You probably don’t want to read all of this

First of all: There is a GUI tool offered by TI to monitor and control its power controller. In hindsight, I have to admit it’s probably the quick & painless way to modify the voltage of a power rail (see this post, not that I’ve tried it). I went for the DYI approach, which turned out by far harder than I imagined. So I suggest reading this, if at all, for a better understanding of what’s going on under the hood. And maybe to understand why you probably don’t want to get into this.

Introduction

These are the notes I took while making my way to changing the VADJ power supply voltage from its default 2.5V to 1.8V on an KC705 board, for proper operation of an FMC card. One could imagine that it would be easy (remove a jumper?), but the thing is that a rather sophisticated power supply controller (TI UCD9248) is used. In order to make any changes to its output, several parameters need to programmed.

I should mention that similar controllers are used on other Xilinx boards, e.g. ML605, SP605, AC701, VC707, VC709, ZC702 and ZC706, or for short, all or virtually all official Xilinx boards. So the same techniques apply.

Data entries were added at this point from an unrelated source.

PR #1405, opened 2017-04-25
SONARJAVA-2008 method invocation type should not always be the target…

benzonico:


java-frontend/src/main/java/org/sonar/java/resolve/TypeAndReferenceSolver.java
```diff
@@ -219,7 +219,11 @@ public void visitMethodInvocation(MethodInvocationTree tree) {
         }
       );
       List<JavaType> typeParamTypes = getParameterTypes(tree.typeArguments());
-      inferReturnTypeFromInferedArgs(tree, methodEnv, argTypes, typeParamTypes, (JavaType) mit.symbolType(), typeSubstitution);
+      JavaType resultType = ((MethodJavaType) mit.symbol().type()).resultType;
+      if(resultType.symbol.owner == mit.symbol()) {
```
m-g-sonar: Certainly worth adding a comment, or extract the condition to a dedicated method with explicit name, such as: `returnsTypeVarFromMethod(resultType, mit.symbol())`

To make the necessary programming of the power controller, a rather obscured protocol is used: PMBus. One could, once again, imagine it to be fairly straightforward, as PMBus is based upon SMBus, which is a variant of I2C. The PMBus wires can be accessed from an external connector, or directly from the FPGA.

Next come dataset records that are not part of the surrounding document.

PR #1409, opened 2017-04-26
SONARJAVA-1901 Fix substitution in thrown types

m-g-sonar:


java-frontend/src/test/java/org/sonar/java/resolve/SymbolTableTest.java
```diff
@@ -1222,8 +1223,7 @@ public void infer_stream_types_on_chained_map() {
 
     IdentifierTree map = result.referenceTree(63, 8);
     MethodJavaType methodJavaType = (MethodJavaType) map.symbolType();
-    // expression type is correctly infered but method type is not recomputed and thus is still defered
-    assertThat(methodJavaType.resultType.isTagged(JavaType.DEFERRED)).isTrue();
+    assertThat(methodJavaType.resultType.isTagged(JavaType.DEFERRED)).isFalse();
```
benzonico: Maybe we can also have a positive assertion ? testing what is expected not only what is not expected ?

java-frontend/src/main/java/org/sonar/java/resolve/TypeAndReferenceSolver.java
```diff
@@ -279,6 +279,8 @@ private void inferReturnTypeFromInferedArgs(MethodInvocationTree tree, Resolve.E
         MethodJavaType methodType = (MethodJavaType) resolution.type();
         if(!methodType.resultType.isTagged(JavaType.DEFERRED)) {
           registerType(tree, resolve.applySubstitution(methodType.resultType, typeSubstitution));
+          // change type associated to identifier as it may have been inferred in the process
```
benzonico: "in the process" -> no idea what this means.

java-frontend/src/main/java/org/sonar/java/resolve/TypeAndReferenceSolver.java
```diff
@@ -279,6 +279,8 @@ private void inferReturnTypeFromInferedArgs(MethodInvocationTree tree, Resolve.E
...
+          registerType(identifier, resolution.type());
```
benzonico: shouldn't  resolution.type() be replaced by methodType ?

benzonico: Am I correct in saying that you ended up associating methodType to the identifier of the method in order to access it from check ? That is far from obvious and deserve at least a comment (I am even wondering about a fixme here, this sounds a bit like a hack to shove the methodType into the semantic API)

benzonico: Ok, so this was already done before, but please update tests properly !

java-frontend/src/test/java/org/sonar/java/resolve/SymbolTableTest.java
benzonico: This is actually _really_ important  : this is the kind of uncomplete udpate that can lead to unfailing tests after some changes. This test is now lacking assertions.

java-frontend/src/main/java/org/sonar/java/resolve/TypeAndReferenceSolver.java
m-g-sonar: Correct. Was already done for method resolution. I'll update the tests.

java-frontend/src/test/java/org/sonar/java/resolve/SymbolTableTest.java
m-g-sonar: agreed. I took a shortcut here.

java-frontend/src/test/files/sym/ThrownTypeVariables.java
```diff
@@ -1,7 +1,7 @@
 class A<T extends Throwable> {
   void foo() throws T {
-  }
 
+  }
```
benzonico: useless change.

java-frontend/src/test/files/sym/ThrownTypeVariables.java
```diff
@@ -24,4 +24,3 @@ void test(MyInterface<java.util.NoSuchElementException> s) {
     new B<String>().bar(java.io.IOException::new);
   }
 }
-
```
benzonico: useless change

Unfortunately, the PMBus specification is a multi-nominee for the Oscar of the Worst Written Spec, competing only with Displayport, as far as I can tell. TI’s documentation of the power supply controller family is also somewhat unclear at times.

Xilinx doesn’t help with this issue much either. Even though there are many pointers to AR# 37561 and AR# 56811 in this matter, these offer a solution to return the settings to the factory defaults, or suggest to develop custom code for doing this. Actually, it suggests refraining from making any changes in AR# 37561. KC705′s User Guide, on the other hand, explicitly tells the board’s user to adjust the VADJ voltage, mentions TI’s GUI tool, hints on writing custom code, but doesn’t really say what way to go.

Bottom line: If your FMC card doesn’t work with 2.5V, good luck, and try not burning your FPGA board. Which brings me to:

Warning: Issuing the wrong command to a power supply controller can destroy an FPGA board in a split second. I take no responsibility for any damage, even if something I’ve written is misleading or outright wrong. It’s YOUR full responsibility to double-check any actions against the original documentation.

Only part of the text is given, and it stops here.